Wilayah Bekasi – Tuan rumah Jawa Barat berhasil mengundurkan diri dari sebagai juara umum Kejuaraan Nasional Squash 2026 selepas mengoleksi 11 medali emas, lima perak, kemudian 15 perunggu pada event yang digunakan berlangsung ke GOR Wibawa Mukti, Wilayah Bekasi, Jawa Barat, 7-11 Juli 2026.
“Peringkat kedua ditempati DKI Jakarta, disusul Kalimantan Timur di urutan ketiga,” kata Ketua Pelaksana Kejurnas Squash 2026 Endang Suranata ke Cikarang, Minggu.
Jakarta mengemas dua medali emas, tujuh perak, juga 12 perunggu, sedangkan Kalimantan Timur meraih satu emas, satu perak, lalu tiga perunggu.
Sedikitnya 162 atlet ambil bagian di perlombaan tersebut, yang tersebut memperlombakan beraneka nomor perorangan putra lalu putri dalam beragam kelompok usia mulai dari U9, U11, U15, U17, U19, U23, hingga senior.
Endang mengucapkan terima kasih untuk seluruh pemangku kepentingan terkait mulai dari Pengurus Besar Persatuan Squash Negara Indonesia (PB PSI), KONI Pusat, Kemenpora, KOI, pemerintahan Kota Bekasi hingga para mitra kemudian sponsor berhadapan dengan dukungannya sehingga turnamen ini berlangsung sukses.
“Sukses penyelenggaraan kemarin tidak ada terlepas dari kontribusi besar pemerintahan Wilayah Bekasi yang mana sudah pernah menghadirkan prasarana berstandar internasional, GOR Squash Wibawa Mukti sebagai venue Kejurnas bahkan pada dua tahun terakhir secara berturut-turut,” katanya.
Kepala Dinas Kebudayaan, Pemuda dan juga Olahraga Wilayah Bekasi Iman Nugraha mengapresiasi PB PSI berhadapan dengan kepercayaan menunjuk kembali daerahnya sebagai tuan rumah turnamen bergengsi olahraga squash ke tanah air itu.

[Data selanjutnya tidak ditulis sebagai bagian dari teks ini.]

PR #295, opened 2018-04-25
Split metrics implementation

ali-ince:
This PR moves driver-level metrics implementation on another project named `Neo4j.Driver.Metrics` on its own, that will not be part of the nuget package and will leave the driver itself free of external dependencies.

Based on #294 and #296.


zhenlineo (approved):
The metrics part looks good. Nice idea to pull it out.

PR #297, opened 2018-04-25
Add additional tests for timezone mapping

ali-ince:
This PR adds time zone lookup tests that are applicable to unix environment.


ali-ince:
Replaced by #298.

PR #301, opened 2018-04-30
Couple of test improvements

ali-ince:
This PR tries to improve flakiness in some tests along with a main code fix that can cause a `NullReferenceException`.

* boltkit commands now timeout in 4 mins instead of 2 mins,
* metrics no more override existing metrics and atomically reads counters.

### DIFF
--- a/Neo4j.Driver/Neo4j.Driver.Metrics/ConnectionPoolMetrics.cs
+++ b/Neo4j.Driver/Neo4j.Driver.Metrics/ConnectionPoolMetrics.cs
@@ -33,15 +33,15 @@ namespace Neo4j.Driver.Internal.Metrics
         private long _timedOutToAcquire;
 
         public int Creating => _creating;
-        public long Created => _created;
-        public long FailedToCreate => _failedToCreate;
+        public long Created => Interlocked.Read(ref _created);
+        public long FailedToCreate => Interlocked.Read(ref _failedToCreate);
 
         public int Closing => _closing;
-        public long Closed => _closed;
+        public long Closed => Interlocked.Read(ref _closed);
 
         public int Acquiring => _acquiring;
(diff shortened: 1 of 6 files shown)


Neo4j.Driver/Neo4j.Driver.Metrics/ConnectionPoolMetrics.cs
```diff
@@ -33,15 +33,15 @@ internal class ConnectionPoolMetrics : IConnectionPoolMetrics, IConnectionPoolLi
         private long _timedOutToAcquire;
 
         public int Creating => _creating;
-        public long Created => _created;
-        public long FailedToCreate => _failedToCreate;
+        public long Created => Interlocked.Read(ref _created);
```
zhenlineo, line 36: To me, I do not feel a need to read a very precise value for metrics. If the values in the test assertion are sometimes wrong, then maybe we shall just remove that assertion in the tests? 

I feel it might be a big performance impact if we always atomically read these values for metrics.

ali-ince: This was a spike to see if there's some kind of concurrency issue there. I will continue working to hunt for a connection leakage - but I agree that we can revert this commit in all.

zhenlineo: Then why not also have Creating and others also to be read atomically?

ali-ince: Reading of `int` (`Int32`) values are already atomic, so we do not need to `Interlocked.Read` them and that's the reason why we don't have an overload of `Interlocked.Read` for `int` values.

Pihaknya berjanji untuk terus memperkuat kemajuan olahraga squash pada Negara Indonesia melalui pembinaan maupun peningkatan kapasitas sarana dan juga prasarana agar mampu melahirkan atlet-atlet berprestasi hingga tingkat internasional.
Menurut beliau keberadaan GOR Squash Wibawa Mukti berubah menjadi modal penting memulai pembangunan habitat pembinaan atlet secara berkelanjutan. Arena ini dipastikan terus-menerus siap apabila kembali dipercaya berubah menjadi tuan rumah event kompetisi untuk level nasional maupun internasional.
“Penyelenggaraan event-event besar akan berubah jadi bagian penting pada meningkatkan prestasi atlet sekaligus menguatkan kedudukan Kota Bekasi sebagai salah satu episentrum pengembangan olahraga squash pada Indonesia,” ucapnya.
Wakil Ketua Area Pembinaan Prestasi KONI Kolonel Kes (Purn.) Irfan Bachtiar turut mengapresiasi Kejurnas Squash 2026 di dalam Wilayah Bekasi baik dari aspek pembinaan maupun penyelenggaraan yang digunakan mencakup kelayakan juga kualitas arena pertandingan.
“Venue Squash Wibawa Mukti mempunyai kualitas yang mana sangat baik juga layak berubah jadi lokasi penyelenggaraan turnamen tingkat nasional maupun internasional,” katanya.
Ia mengkaji Kejurnas menjadi kesempatan penting untuk memperluas pembinaan olahraga squash dalam Indonesia, terlebih kontingen wilayah berikut atlet partisipan yang digunakan mengikuti turnamen yang dimaksud masih terbilang minim walaupun cabang olahraga ini juga tergolong baru digemari masyarakat.
“Kita miliki sarana pertandingan yang digunakan sangat representatif. Sekarang tantangannya adalah bagaimana memperluas pembinaan sehingga semakin berbagai provinsi yang digunakan mengambil bagian berkompetisi dan juga sejumlah melahirkan atlet berkualitas,” kata dia.